On Cartwright's theorem (Q2817001)

A characterization of the sets for which Cartwright's theorem holds true is presented. Let \(E_{<\sigma}\), resp. \(E_{\sigma}\), be the class of all entire functions of exponential type less than \(\sigma\), resp. less than or equal to \(\sigma\). A set \(\Lambda\subset\mathbb{R}\) is called uniformly discrete (u.d.) if \(d(\Lambda):=\inf\limits_{\lambda,\lambda'\in\Lambda,\lambda\neq\lambda'} |\lambda-\lambda'|>0\). Denote by \(D^-(\Lambda)\) the lower uniform density of \(\Lambda\). A set \(\Lambda\subset\mathbb{R}\) is called a Cartwright set (CS) for a class \(M\) of entire functions, if there is no function \(f\in M\) which is bounded on \(\Lambda\) and unbounded on the real axis.

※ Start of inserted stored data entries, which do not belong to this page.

PR #837, opened 2023-02-02
fix: provide a better experience for patch_args when pnpm patches are used

kormide:
Revisiting this change as it was brought up recently in the Bazel slack group: https://bazelbuild.slack.com/archives/CEZUUKQ6P/p1691179585032929

### DIFF
--- a/e2e/npm_translate_lock_subdir_patch/MODULE.bazel
+++ b/e2e/npm_translate_lock_subdir_patch/MODULE.bazel
@@ -11,9 +11,6 @@ npm.npm_translate_lock(
         "//subdir:package.json",
         "//subdir:patches/debug@4.3.4.patch",
     ],
-    patch_args = {
-        "*": ["-p1"],
-    },
     pnpm_lock = "//subdir:pnpm-lock.yaml",
     verify_node_modules_ignored = "//:.bazelignore",
 )
--- a/npm/private/npm_translate_lock.bzl
+++ b/npm/private/npm_translate_lock.bzl
@@ -521,6 +521,15 @@ WARNING: `package_json` attribute in `npm_translate_lock(name = "{name}")` is de
         lifecycle_hooks_execution_requirements,
     )
 
+    # The default `patch_args` of {"*": ["-p0"]} conflicts with the pnpm.patchedDependencies
+    # requirement of "-p1" for patches. When pnpm patches are used, it's highly likely that
+    # `patches` is unset, so when it is empty remove any strip prefixes from the default or
+    # any user-supplied argument as they won't have an effect anyway.
+    if len(patches) == 0 and patch_args:
+        patch_args = dict(**patch_args)
+        for matcher, args in patch_args.items():
+            patch_args[matcher] = _remove_strip_prefix_arg(args)
+
     npm_translate_lock_rule(
         name = name,
         pnpm_lock = pnpm_lock,
@@ -787,3 +796,14 @@ ERROR: `{action_cache}` is out of date. `{pnpm_lock}` may require an update. To 
             pnpm_lock = state.label_store.relative_path("pnpm_lock"),
             rctx_name = rctx.name,
         ))
+
+def _remove_strip_prefix_arg(patch_args):
+    patch_args = patch_args[:]
+    remove_arg = None
+    for arg in patch_args:
+        if arg.startswith("-p") or arg.startswith("--strip="):
+            remove_arg = arg
+            break
+    if remove_arg:
+        patch_args.remove(remove_arg)
+    return patch_args
--- a/e2e/npm_translate_lock_subdir_patch/WORKSPACE
+++ b/e2e/npm_translate_lock_subdir_patch/WORKSPACE
@@ -22,9 +22,6 @@ npm_translate_lock(
         "//subdir:package.json",
         "//subdir:patches/debug@4.3.4.patch",
     ],
-    patch_args = {
-        "*": ["-p1"],
-    },
     pnpm_lock = "//subdir:pnpm-lock.yaml",
     verify_node_modules_ignored = "//:.bazelignore",
 )
--- a/npm/private/npm_translate_lock_generate.bzl
+++ b/npm/private/npm_translate_lock_generate.bzl
@@ -373,7 +373,9 @@ def _gen_npm_imports(importers, packages, patched_dependencies, root_package, rc
                 msg = """\
 ERROR: patch_args for package {package} contains a strip prefix that is incompatible with a patch applied via `pnpm.patchedDependencies`.
 
-`pnpm.patchedDependencies` requires a strip prefix of `-p1`. All applied patches must use the same strip prefix.
+`pnpm.patchedDependencies` requires a strip prefix of `-p1`. All applied patches to a package must use the same strip prefix.
+
+Double check that the `patch_args` in `npm_translate_lock` does not declare a different strip prefix.
 
 """.format(package = friendly_name)
                 fail(msg)


npm/npm_import.bzl
```diff
@@ -430,6 +430,12 @@ WARNING: `package_json` attribute in `npm_translate_lock(name = "{name}")` is de
         if "no-sandbox" not in lifecycle_hooks_execution_requirements["*"]:
             lifecycle_hooks_execution_requirements["*"].append("no-sandbox")
 
+    # TODO (2.0): Stop defaulting patch_args with {"*": ["-p0"]} when no patches are supplied
+    # as this conflicts with the default pnpm.patchedDependencies format of "-p1" and
+    # needs to be explicitly overridden by the user.
+    if len(patches) == 0:
+        patch_args = {}
+
```
kormide, line 438: I figure this isn't a breaking change because it won't affect anyone who doesn't have `patches`.

jbedard:
Did an issue come up with this or is it just confusing / a bad API now that the pnpm one has a different default?

kormide:
> Did an issue come up with this or is it just confusing / a bad API now that the pnpm one has a different default?

I just noticed that I have to override `patch_args` when I don't have any `patches1 in some client work.

kormide:
Alternatively, what I could do is have patches ignore the `patch_args` in `npm_import` if there are no non-pnpm patches. Wdyt @gregmagolan ?

jbedard:
> Patch args only make sense when there are patches since pnpm patches are always p1

Aren't there other patch args that the pnpm patches might need?

kormide:
> > Patch args only make sense when there are patches since pnpm patches are always p1
> 
> Aren't there other patch args that the pnpm patches might need?

pnpm patches have to be `-p1`.

jbedard:
Aren't there other arguments though? I thought it was a generic array of arguments and not only the `p*`?

gregmagolan (approved):

kormide:
> Aren't there other arguments though? I thought it was a generic array of arguments and not only the `p*`?

None that are defaulted in the macro.

kormide:
Oh I see what you mean @jbedard . I shouldn't remove any non-strip args here. I'll do another pass.

kormide:
> Oh I see what you mean @jbedard . I shouldn't remove any non-strip args here. I'll do another pass.

Actually no, if there are no `patches` then there should be no need to apply any other args to pnpm patches...

jbedard:
But now if patches are added then the default args for pnpm suddenly change. I don't think adding an entry to `patches` should suddenly change the args to pnpm patches. Or am I reading that wrong?

kormide:
> But now if patches are added then the default args for pnpm suddenly change. I don't think adding an entry to `patches` should suddenly change the args to pnpm patches. Or am I reading that wrong?

Yeah, that's true. I think there might be another way to solve this. Maybe "*" patch_args just shouldn't apply to pnpm patches (at least any strip args in there).

jbedard:
Is the pnpm format a default of "-p1" but it can be changed? Maybe aligning our default with pnpm is best then?

kormide:
> Is the pnpm format a default of "-p1" but it can be changed? Maybe aligning our default with pnpm is best then?

Cannot change the format for pnpm patches, and changing our default would be a breaking change.

jbedard:
I guess not applying `*` to pnpm patches is one option like you said, but that's an odd exception :/

Do we need to apply the patch args to pnpm at all? Normally with pnpm how are patch args applied? Why do we have to add our own patch args?

kormide:
> I guess not applying `*` to pnpm patches is one option like you said, but that's an odd exception :/
> 
> Do we need to apply the patch args to pnpm at all? Normally with pnpm how are patch args applied? Why do we have to add our own patch args?

It's just because pnpm patches and `patches` follow the same implementation path, and `patches` allows you to be flexible with what arguments are passed.

jbedard:
> It's just because pnpm patches and patches follow the same implementation path

So it would be hard to treat pnpm different and ignore the patch args?

kormide:
> > It's just because pnpm patches and patches follow the same implementation path
> 
> So it would be hard to treat pnpm different and ignore the patch args?

I think it's doable. I'll do a pass when I get back to this.

kormide:
Finally got back to this. I improved the error message when a strip prefix is set for `patches` that won't work with `pnpm.patchedDependencies`. I also removed the strip prefix when there are no patches supplied so that the default of `-p1` will be used for pnpm patches.

e2e/npm_translate_lock_subdir_patch/MODULE.bazel
```diff
@@ -11,9 +11,6 @@ npm.npm_translate_lock(
         "//subdir:package.json",
         "//subdir:patches/debug@4.3.4.patch",
     ],
-    patch_args = {
-        "*": ["-p1"],
-    },
```
kormide, line 16: The patch arg has to be `-p1` for this e2e where `pnpm.patchedDependencies` is used, so this exclusion exercises the logic.

npm/private/npm_translate_lock.bzl
```diff
@@ -521,6 +521,15 @@ WARNING: `package_json` attribute in `npm_translate_lock(name = "{name}")` is de
         lifecycle_hooks_execution_requirements,
     )
 
+    # The default `patch_args` of {"*": ["-p0"]} conflicts with the pnpm.patchedDependencies
+    # requirement of "-p1" for patches. When pnpm patches are used, it's highly likely that
+    # `patches` is unset, so when it is empty remove any strip prefixes from the default or
+    # any user-supplied argument as they won't have an effect anyway.
+    if len(patches) == 0 and patch_args:
```
jbedard, line 528: Would it be possible and any nicer changing the default to `patch_args = None` and adding the default when there are patches instead of clearing it when no patches? Mainly to avoid the extra strip method...

```
def npm_translate_lock(
        name,
        ....
        patches = {},
        patch_args = None,

...

    if len(patches) > 0 and patch_args == None:
       patch_args = {"*": ["-p0"]}
```

kormide: My intention to perform the substitution whether `patch_args` is defaulted or the user supplies a value. As long as `patches` is empty, the strip prefix should be irrelevant because we always override the pnpm patches with `-p1`.

jbedard: Then they'd be overriding the `None` default and we wouldn't have to do anything though?

kormide: I didn't want to default to `None` because then the stardocs would be inaccurate about what the default it.

jbedard: Isn't it even more inaccurate having the magic defaults depending on a combo of attributes and values?

kormide: In general I would say so, however these changes to the defaults cannot have any effect if there are no manual patches supplied, and only helps to avoid a common error case. When there are only pnpm patches, any other strip prefix doesn't make sense, so it's harmless to remove it as we override it anyway.

kormide: In the current state, someone who doesn't set `patches` or `patch_args` and just uses pnpm patches gets the error.

kormide: @gregmagolan Did you have any opinions on this?

gregmagolan: Catching up on my `patch`-fu. It looks like by default (if you don't specify `-p0`) then `patch` will strip off all leading directories and just leave the base filename. That explains why we want `-p0` as the reasonable default.

How about calling `_remove_strip_prefix_arg` right before appending the `-p1` to `patch_args` if `pnpm_patched` is True in `npm/private/npm_translate_lock_generate.bzl` instead of doing it here?

jbedard: Can we avoid `_remove_strip_prefix_arg` completely though? I feel like it's odd (and dangerous) to modify a user-provided config in certain cases, it just leads to too many edge cases and hard to understand scenarios?

gregmagolan: That's what we do currently and it causes issues with the default `-p0` when using pnpm patches which prefer the `-p1`

jbedard: I mean change how our defaults work. Different defaults depending if we are using `patches` or assuming we're using pnpm (because `patches` is empty). Different defaults in these 2 cases instead of modifying/converting the args in 1/2 cases.

If that makes sense?

gregmagolan: It's hard to document in that case since stardoc wouldn't show the default.

I think it is cleaner to document that `-p1` is forced for any patches that are listed in the pnpm package.json patches and both the default and any user supplied `patch_args` for `-p` or `--strip` are ignored in that case.

jbedard: Can you think of a way of doing that without the current `_remove_strip_prefix_arg()` implementation though?

Scanning args for various `-p*` or `--strip=*` names and modifying the args is just something I'd prefer avoiding, especially with almost no test coverage :/

gregmagolan: I don't have any better ideas besides that. Maybe just appending `-p1` is sufficient if patch lets the last strip argument win but we'd have to test that.

jbedard:
Done with https://github.com/aspect-build/rules_js/pull/1694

A theorem of M. L. Cartwright states that the set of integers is a CS for the class \(E_{<\pi}\). The authors prove that a set \(\Lambda\subset\mathbb{R}\) is a CS for \(E_{<\sigma}\) if and only if it contains a u.d. subset \(\Lambda^*\) satisfying \(D^-(\Lambda^*)\geq\sigma/\pi\). The connection between these sets and sampling sets of entire functions of exponential type is also discussed. Let \(B_{\sigma}\) denote the subclass of \(E_{\sigma}\) of functions \(f\) bounded on the real axis. A set \(\Lambda\) is called a sampling set (SS) for \(B_{\sigma}\) if there is a constant \(K\) such that \(\|f\|_\infty\leq K\|f|_\Lambda\|_\infty\), for all \(f\in B_{\sigma}\). It is proved that a set \(\Lambda\subset\mathbb{R}\) is an SS for \(E_{\sigma}\) if and only if it is an SS for \(B_{\sigma}\). It is shown that for the classes \(E_{\sigma}\) the opposite is also true: a set \(\Lambda\subset\mathbb{R}\) is an CS for \(E_{\sigma}\) if and only if it is an SS for \(E_{\sigma}\).